### WORK ITEM
Which lines of the data hold the word "added"? Copy all of them.

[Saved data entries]

Issue #2202, opened 2017-06-11
HEVC and HEIF are not supported


jabs7:
In ios11 apple introduced all videos and pictures will use HEVC and HEIF formats. Signal seems to not be able to send and receive media messages currently on the ios11 developer beta.

charlesmchen:
Thanks @jabs7 - we'll look into it.

michaelkirk:
@jabs7 

To be clear about your reproduction here:

Take a photo using the native iOS11 camera app.
Open a conversation in Signal, choose media library, and pick the image you just snapped.
This sends as a "file" rather than an image. 

Is that right?

If so, that's fixed in https://github.com/WhisperSystems/Signal-iOS/pull/2511

However you also mentioned having trouble with HEVC. I was not able to reproduce any problems sending video taken on iOS11. If you are, can you provide some more explicit steps to reproduce?

michaelkirk:
Fixed in #2511 

Please re-open if you are able to reproduce an issue with v2.16.0 or greater.

Issue #2148, opened 2017-05-24
Add share extension for Photos


metbril:
- [x] I have searched open and closed issues for duplicates

----------------------------------------

### Bug description
Describe here the issue that you are experiencing.

There is a Share extension for the recently added attachments feature. Unfortunately I still can't share a photo from the iOS Photos app. Could you please add a share extension for photos?

### Steps to reproduce
- using hyphens as bullet points
- list the steps
- that reproduce the bug

**Actual result:** Describe here what happens after you run the steps above (i.e. the buggy behaviour)
**Expected result:** Describe here what should happen after you run the steps above (i.e. what would be the correct behaviour)

### Device info

**Device**: iDevice X
**iOS version**: X.Y.Z
**Signal version:** Z.Y

NicolasCGN:
I can also confirm it. Sharing photos is possible from Signal, but Signal doesn't show when trying to share a photo form the Photos app.

macuser666:
I can also confirm the absence of share extensions.
This is unfortunate, since without these extensions sharing files from within other apps is very cumbersome. 
Threema or Wire or Whattsapp support share extensions ...

TreatyOfRome:
This is a duplicate of open issue #650. This one can be closed?

michaelkirk:
closed as dupe of #650

PR #2511, opened 2017-09-06
Fix sending images taken on iOS11 camera.

michaelkirk:
fixes https://github.com/WhisperSystems/Signal-iOS/issues/2202

Convert .heic to .jpg upon sending

I punted on displaying HEIC natively in Signal, not so much for technical reasons, but moreso that I'm not sure what the right move is here. iOS seems to want to treat HEIC as an internal optimization that's invisible to the user.  e.g. sharing out an HEIC image from Photos converts it to JPG. 

So at this point, you'd have to be trying pretty hard to actually get an HEIC image into Signal. If you do - maybe you intend for it to *stay* an HEIC? But we couldn't do that if a user e.g. copy/pasted an HEIC image to another thread, since we can't assume the other client understand what HEIC's are. FWIW this is inline with what whatsapp does.

PTAL @charlesmchen

### DIFF
--- a/Signal/src/ViewControllers/SignalAttachment.swift
+++ b/Signal/src/ViewControllers/SignalAttachment.swift
@@ -251,7 +251,12 @@ class SignalAttachment: NSObject {
     // Image attachments may be converted to another image format before 
     // being uploaded.
     private class var inputImageUTISet: Set<String> {
-        return MIMETypeUtil.supportedImageUTITypes().union(animatedImageUTISet)
+         // HEIC is valid input, but not valid output. Non-iOS11 clients do not support it.
+        let heicSet: Set<String> = Set(["public.heic"])
+
+        return MIMETypeUtil.supportedImageUTITypes()
+            .union(animatedImageUTISet)
+            .union(heicSet)
     }
 
     // Returns the set of UTIs that correspond to valid _output_ image formats
@@ -441,7 +446,7 @@ class SignalAttachment: NSObject {
         }
 
         guard imageData.count > 0 else {
-            assert(imageData.count > 0)
+            owsFail("\(self.TAG) in \(#function) imageData was empty")
             attachment.error = .invalidData
             return attachment
         }
--- a/Signal/src/ViewControllers/ConversationView/MessagesViewController.m
+++ b/Signal/src/ViewControllers/ConversationView/MessagesViewController.m
@@ -3311,6 +3311,8 @@ typedef NS_ENUM(NSInteger, MessagesRangeSizeMode) {
     } else {
         // Non-Video image picked from library
 
+        // To avoid re-encoding GIF and PNG's as JPEG we have to get the raw data of
+        // the selected item vs. using the UIImagePickerControllerOriginalImage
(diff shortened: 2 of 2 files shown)


charlesmchen:
> I punted on displaying HEIC natively in Signal, not so much for technical reasons, but moreso that I'm not sure what the right move is here.

Makes sense.

> e.g. sharing out an HEIC image from Photos converts it to JPG.

That includes copying and pasting from the camera roll?  And importing from camera roll in Signal?

Signal/src/ViewControllers/SignalAttachment.swift
```diff
@@ -251,7 +251,12 @@ class SignalAttachment: NSObject {
     // Image attachments may be converted to another image format before 
     // being uploaded.
     private class var inputImageUTISet: Set<String> {
-        return MIMETypeUtil.supportedImageUTITypes().union(animatedImageUTISet)
+         // HEIC is valid input, but not valid output. Non-iOS11 clients do not support it.
+        let heicSet: Set<String> = Set(["public.heic"])
```
charlesmchen: In my cursory reading of the docs, it seems like there a couple of container formats (.heic and .heif) which can contain a variety of encodings.  Will this single UTI cover them all?

Signal/src/ViewControllers/SignalAttachment.swift
```diff
@@ -251,7 +251,12 @@ class SignalAttachment: NSObject {
...
+
+        return MIMETypeUtil.supportedImageUTITypes()
```
charlesmchen: My understanding is that animated .heifs/heics will be used for "live images".  I'm wondering if we should support sharing those (as .gifs?)?

charlesmchen:
So if I send a .heif to you from desktop, you could a) save it to camera roll & share it to someone else .jpg?  b) copy and paste my .heif and send it to someone else as .heif?

Signal/src/ViewControllers/SignalAttachment.swift
michaelkirk: That might be a good idea. I've made a card.

Signal/src/ViewControllers/SignalAttachment.swift
michaelkirk: In all my testing Photos are captured (static, live, pano) as image.heic. However the scenario you outlined below, receiving a .HEIF from elsewhere and saving it into Photos, does make it possible to import a .HEIF.

I've added the public.heif type and verified you can select such a file now.  Thanks!

michaelkirk:
> That includes copying and pasting from the camera roll?

Copy/paste yup.

>  And importing from camera roll in Signal?

Yes, you can select heif/heic images from the photo library from Signal, and they will be encoded as JPG. 

Currently you cannot import-to-signal **from** the Photos app at all. But that's another problem. #2148 

> So if I send a .heif to you from desktop, you could a) save it to camera roll & share it to someone else .jpg? b) copy and paste my .heif and send it to someone else as .heif?

That's right.

michaelkirk:
In https://github.com/WhisperSystems/Signal-iOS/commit/77760b8adb58ad9efbda46b1949be0e92e393b69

### FINISHED EXERCISE
There is a Share extension for the recently added attachments feature. Unfortunately I still can't share a photo from the iOS Photos app. Could you please add a share extension for photos?
I've added the public.heif type and verified you can select such a file now.  Thanks!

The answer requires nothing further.